Items listed in a dataset =

== Segment start ==

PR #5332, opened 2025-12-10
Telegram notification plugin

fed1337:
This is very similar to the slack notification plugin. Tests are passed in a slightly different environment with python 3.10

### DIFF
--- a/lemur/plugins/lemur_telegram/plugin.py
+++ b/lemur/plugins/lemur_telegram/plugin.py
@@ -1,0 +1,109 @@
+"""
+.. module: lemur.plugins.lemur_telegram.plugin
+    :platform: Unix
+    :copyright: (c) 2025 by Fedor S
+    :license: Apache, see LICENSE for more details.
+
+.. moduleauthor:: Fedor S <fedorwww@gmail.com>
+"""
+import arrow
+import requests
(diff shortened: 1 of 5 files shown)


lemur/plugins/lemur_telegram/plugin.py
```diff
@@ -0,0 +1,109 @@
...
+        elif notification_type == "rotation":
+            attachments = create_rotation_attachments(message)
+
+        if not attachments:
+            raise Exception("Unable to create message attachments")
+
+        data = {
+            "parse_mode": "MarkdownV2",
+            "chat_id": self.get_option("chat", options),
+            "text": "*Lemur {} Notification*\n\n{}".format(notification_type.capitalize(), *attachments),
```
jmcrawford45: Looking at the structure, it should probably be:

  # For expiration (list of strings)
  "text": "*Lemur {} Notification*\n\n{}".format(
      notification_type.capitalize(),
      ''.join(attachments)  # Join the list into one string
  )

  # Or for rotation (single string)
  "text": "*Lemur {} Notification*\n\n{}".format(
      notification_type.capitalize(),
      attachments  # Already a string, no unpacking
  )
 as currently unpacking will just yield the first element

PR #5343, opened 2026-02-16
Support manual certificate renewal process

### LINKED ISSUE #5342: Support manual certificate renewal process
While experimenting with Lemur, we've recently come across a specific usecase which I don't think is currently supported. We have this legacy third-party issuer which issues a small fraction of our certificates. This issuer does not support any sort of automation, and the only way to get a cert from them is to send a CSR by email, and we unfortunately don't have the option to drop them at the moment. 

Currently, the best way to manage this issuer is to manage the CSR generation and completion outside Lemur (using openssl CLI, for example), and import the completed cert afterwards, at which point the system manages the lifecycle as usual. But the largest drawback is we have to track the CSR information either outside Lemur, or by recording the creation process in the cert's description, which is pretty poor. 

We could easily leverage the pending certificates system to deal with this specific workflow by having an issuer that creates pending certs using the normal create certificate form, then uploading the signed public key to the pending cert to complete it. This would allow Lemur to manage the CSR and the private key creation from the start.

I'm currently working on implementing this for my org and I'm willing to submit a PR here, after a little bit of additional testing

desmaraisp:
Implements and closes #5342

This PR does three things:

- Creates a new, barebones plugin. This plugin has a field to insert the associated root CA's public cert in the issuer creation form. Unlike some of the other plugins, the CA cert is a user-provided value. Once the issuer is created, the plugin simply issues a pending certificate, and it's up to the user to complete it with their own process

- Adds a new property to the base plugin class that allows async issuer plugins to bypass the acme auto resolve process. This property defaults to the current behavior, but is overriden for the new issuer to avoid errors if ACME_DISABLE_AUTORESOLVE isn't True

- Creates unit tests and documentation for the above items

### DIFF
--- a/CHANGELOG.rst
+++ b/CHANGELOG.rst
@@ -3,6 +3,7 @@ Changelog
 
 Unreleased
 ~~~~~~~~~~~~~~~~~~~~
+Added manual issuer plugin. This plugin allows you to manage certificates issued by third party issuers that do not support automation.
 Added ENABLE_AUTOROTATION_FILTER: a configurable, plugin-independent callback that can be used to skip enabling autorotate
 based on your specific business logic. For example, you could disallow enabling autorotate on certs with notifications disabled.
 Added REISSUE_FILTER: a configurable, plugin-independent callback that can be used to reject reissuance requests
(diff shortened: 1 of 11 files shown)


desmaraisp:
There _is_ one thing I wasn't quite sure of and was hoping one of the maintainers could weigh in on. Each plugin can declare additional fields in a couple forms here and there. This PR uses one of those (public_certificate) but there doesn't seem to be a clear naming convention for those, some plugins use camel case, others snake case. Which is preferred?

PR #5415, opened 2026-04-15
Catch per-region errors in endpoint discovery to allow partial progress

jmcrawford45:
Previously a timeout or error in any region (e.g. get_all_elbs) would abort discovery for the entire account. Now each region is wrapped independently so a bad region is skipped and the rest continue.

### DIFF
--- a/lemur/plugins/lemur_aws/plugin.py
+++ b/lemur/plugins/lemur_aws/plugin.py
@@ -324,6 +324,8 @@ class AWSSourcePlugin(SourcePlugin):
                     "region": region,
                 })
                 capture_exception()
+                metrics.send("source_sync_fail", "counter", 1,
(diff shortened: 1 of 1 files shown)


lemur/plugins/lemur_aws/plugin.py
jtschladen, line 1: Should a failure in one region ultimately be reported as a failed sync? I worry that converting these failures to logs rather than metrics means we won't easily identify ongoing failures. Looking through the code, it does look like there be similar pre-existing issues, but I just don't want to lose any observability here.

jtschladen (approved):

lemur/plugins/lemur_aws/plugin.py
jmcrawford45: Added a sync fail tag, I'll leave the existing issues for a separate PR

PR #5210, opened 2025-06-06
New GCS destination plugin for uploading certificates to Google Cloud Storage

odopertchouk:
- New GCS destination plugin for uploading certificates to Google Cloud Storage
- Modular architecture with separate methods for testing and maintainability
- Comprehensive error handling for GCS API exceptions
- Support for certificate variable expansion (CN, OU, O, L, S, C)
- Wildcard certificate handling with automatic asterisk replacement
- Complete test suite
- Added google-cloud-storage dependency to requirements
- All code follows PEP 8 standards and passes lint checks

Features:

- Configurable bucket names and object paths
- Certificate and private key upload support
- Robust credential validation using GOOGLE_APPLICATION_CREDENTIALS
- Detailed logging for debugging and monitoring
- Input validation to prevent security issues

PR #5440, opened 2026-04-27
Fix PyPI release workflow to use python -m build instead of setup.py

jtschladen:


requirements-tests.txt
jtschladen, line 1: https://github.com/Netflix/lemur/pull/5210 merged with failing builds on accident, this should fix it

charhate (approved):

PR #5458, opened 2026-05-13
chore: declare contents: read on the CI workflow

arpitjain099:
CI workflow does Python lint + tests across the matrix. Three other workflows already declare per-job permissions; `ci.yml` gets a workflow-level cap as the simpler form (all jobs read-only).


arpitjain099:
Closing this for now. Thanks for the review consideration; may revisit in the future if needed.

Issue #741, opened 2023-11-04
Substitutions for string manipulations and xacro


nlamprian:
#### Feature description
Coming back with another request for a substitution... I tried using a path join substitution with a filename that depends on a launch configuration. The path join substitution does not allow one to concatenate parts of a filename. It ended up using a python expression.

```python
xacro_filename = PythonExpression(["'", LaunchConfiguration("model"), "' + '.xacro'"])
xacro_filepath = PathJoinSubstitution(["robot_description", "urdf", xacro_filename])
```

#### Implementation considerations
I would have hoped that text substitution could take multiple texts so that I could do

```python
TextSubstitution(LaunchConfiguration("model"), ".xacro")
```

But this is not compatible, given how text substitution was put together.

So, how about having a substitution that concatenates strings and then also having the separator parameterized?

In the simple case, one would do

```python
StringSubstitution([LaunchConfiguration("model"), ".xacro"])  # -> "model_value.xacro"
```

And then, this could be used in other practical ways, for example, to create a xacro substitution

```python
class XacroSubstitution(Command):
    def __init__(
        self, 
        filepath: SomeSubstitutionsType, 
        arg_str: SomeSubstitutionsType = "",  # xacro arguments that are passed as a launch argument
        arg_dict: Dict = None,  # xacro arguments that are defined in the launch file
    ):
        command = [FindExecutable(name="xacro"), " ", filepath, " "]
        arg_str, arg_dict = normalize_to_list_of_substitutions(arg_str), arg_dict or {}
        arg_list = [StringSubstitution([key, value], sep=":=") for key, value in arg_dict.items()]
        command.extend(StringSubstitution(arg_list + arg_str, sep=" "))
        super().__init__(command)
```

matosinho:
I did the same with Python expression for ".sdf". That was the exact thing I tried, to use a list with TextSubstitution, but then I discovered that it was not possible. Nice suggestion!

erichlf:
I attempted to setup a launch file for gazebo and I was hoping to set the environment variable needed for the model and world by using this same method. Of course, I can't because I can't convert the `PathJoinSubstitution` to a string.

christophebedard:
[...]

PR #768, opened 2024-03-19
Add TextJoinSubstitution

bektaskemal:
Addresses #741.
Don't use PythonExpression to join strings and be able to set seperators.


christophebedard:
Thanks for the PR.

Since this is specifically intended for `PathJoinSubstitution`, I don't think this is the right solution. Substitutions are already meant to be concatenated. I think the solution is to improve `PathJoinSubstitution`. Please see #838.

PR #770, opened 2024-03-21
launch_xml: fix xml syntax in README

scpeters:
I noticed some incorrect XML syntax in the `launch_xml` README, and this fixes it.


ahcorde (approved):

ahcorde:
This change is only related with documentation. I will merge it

== Segment end ==

TASK DETAILS = Where a line of the entries above holds the word "private", return that line.

OUTPUT OF THE EXERCISE =
We could easily leverage the pending certificates system to deal with this specific workflow by having an issuer that creates pending certs using the normal create certificate form, then uploading the signed public key to the pending cert to complete it. This would allow Lemur to manage the CSR and the private key creation from the start.
- Certificate and private key upload support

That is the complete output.